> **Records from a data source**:

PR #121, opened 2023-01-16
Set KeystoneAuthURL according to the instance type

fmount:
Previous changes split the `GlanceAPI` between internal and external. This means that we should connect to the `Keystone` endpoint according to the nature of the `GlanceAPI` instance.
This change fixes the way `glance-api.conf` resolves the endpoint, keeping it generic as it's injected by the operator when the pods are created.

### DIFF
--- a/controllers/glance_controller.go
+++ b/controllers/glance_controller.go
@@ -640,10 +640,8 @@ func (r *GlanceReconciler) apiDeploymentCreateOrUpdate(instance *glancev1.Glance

...

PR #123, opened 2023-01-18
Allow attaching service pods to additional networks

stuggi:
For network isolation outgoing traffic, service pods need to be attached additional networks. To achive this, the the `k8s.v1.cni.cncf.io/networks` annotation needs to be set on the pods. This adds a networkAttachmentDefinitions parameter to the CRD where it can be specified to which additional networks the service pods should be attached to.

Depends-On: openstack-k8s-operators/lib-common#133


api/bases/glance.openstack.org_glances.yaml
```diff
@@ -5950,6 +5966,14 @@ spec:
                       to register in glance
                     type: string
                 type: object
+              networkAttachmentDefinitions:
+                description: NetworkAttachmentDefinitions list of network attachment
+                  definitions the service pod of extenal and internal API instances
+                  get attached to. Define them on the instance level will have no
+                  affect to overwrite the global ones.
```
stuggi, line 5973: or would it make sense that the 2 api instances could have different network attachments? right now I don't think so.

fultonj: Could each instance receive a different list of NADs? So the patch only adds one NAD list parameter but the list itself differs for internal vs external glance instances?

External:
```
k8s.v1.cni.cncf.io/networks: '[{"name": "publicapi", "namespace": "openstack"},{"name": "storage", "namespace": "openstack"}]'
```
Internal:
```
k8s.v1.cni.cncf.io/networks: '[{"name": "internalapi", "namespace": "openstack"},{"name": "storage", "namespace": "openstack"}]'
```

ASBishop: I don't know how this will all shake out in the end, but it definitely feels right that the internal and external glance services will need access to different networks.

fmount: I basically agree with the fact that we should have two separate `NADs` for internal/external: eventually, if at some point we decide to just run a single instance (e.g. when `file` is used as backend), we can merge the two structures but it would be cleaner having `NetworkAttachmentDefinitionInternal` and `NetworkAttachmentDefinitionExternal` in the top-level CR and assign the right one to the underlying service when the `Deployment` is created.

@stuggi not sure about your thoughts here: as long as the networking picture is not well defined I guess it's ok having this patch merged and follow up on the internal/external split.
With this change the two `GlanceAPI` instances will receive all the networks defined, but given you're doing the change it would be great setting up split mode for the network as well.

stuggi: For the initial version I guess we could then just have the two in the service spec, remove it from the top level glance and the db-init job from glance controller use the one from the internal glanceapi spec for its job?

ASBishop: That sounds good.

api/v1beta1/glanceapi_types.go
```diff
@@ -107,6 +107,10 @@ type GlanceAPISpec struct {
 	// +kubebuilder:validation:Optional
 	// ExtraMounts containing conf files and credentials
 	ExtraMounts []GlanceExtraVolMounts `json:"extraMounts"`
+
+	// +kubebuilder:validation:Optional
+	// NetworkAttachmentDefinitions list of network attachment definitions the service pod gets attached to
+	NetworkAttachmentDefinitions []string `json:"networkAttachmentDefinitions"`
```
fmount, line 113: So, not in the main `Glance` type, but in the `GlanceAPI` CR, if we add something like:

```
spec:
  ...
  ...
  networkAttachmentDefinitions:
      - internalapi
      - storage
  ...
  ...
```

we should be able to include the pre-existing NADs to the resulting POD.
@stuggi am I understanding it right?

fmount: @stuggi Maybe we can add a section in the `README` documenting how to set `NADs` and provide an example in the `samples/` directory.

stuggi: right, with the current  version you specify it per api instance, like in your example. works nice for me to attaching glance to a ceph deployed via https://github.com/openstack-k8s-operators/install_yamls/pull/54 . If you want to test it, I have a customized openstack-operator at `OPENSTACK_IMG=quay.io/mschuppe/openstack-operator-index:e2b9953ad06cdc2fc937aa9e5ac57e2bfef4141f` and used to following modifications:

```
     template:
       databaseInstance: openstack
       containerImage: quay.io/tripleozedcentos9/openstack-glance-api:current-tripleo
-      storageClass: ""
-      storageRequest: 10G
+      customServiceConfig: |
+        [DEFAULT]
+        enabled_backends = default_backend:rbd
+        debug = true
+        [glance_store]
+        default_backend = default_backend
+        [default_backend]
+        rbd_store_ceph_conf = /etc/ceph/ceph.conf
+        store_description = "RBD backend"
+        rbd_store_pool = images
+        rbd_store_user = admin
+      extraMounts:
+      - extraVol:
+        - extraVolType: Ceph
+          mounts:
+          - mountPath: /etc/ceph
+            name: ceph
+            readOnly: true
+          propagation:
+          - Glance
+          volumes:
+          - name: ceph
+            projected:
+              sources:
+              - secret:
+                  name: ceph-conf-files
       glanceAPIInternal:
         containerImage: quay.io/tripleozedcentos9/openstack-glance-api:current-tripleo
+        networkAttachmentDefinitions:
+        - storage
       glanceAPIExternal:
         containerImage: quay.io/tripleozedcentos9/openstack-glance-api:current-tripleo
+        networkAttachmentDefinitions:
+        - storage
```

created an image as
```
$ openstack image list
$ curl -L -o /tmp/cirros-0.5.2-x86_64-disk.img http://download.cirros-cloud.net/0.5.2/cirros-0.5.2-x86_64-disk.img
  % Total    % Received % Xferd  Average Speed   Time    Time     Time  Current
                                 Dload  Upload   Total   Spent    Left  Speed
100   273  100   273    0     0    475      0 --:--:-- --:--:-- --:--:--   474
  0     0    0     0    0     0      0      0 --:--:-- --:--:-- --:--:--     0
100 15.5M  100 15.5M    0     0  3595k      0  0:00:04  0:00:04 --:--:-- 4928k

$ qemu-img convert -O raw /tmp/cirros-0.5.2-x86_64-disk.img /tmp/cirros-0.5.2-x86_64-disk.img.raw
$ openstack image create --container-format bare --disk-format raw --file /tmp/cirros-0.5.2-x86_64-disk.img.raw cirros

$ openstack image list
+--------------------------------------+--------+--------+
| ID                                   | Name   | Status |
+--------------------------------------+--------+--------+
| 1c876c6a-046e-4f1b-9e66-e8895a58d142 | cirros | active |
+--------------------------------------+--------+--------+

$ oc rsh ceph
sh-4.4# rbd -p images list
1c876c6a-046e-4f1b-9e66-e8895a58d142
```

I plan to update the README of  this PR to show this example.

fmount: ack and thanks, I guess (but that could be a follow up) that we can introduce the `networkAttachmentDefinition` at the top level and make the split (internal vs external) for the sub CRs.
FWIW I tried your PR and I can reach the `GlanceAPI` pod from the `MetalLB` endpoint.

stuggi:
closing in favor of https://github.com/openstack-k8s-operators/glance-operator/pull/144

> **Work to be completed**: Out of the data above, give again only the lines starting at the one holding "PR #121, opened 2023-01-16" and ending at the one holding "-640,10 +640,8 @@", unchanged.

> **Solved problem**:
PR #121, opened 2023-01-16
Set KeystoneAuthURL according to the instance type

fmount:
Previous changes split the `GlanceAPI` between internal and external. This means that we should connect to the `Keystone` endpoint according to the nature of the `GlanceAPI` instance.
This change fixes the way `glance-api.conf` resolves the endpoint, keeping it generic as it's injected by the operator when the pods are created.

### DIFF
--- a/controllers/glance_controller.go
+++ b/controllers/glance_controller.go
@@ -640,10 +640,8 @@ func (r *GlanceReconciler) apiDeploymentCreateOrUpdate(instance *glancev1.Glance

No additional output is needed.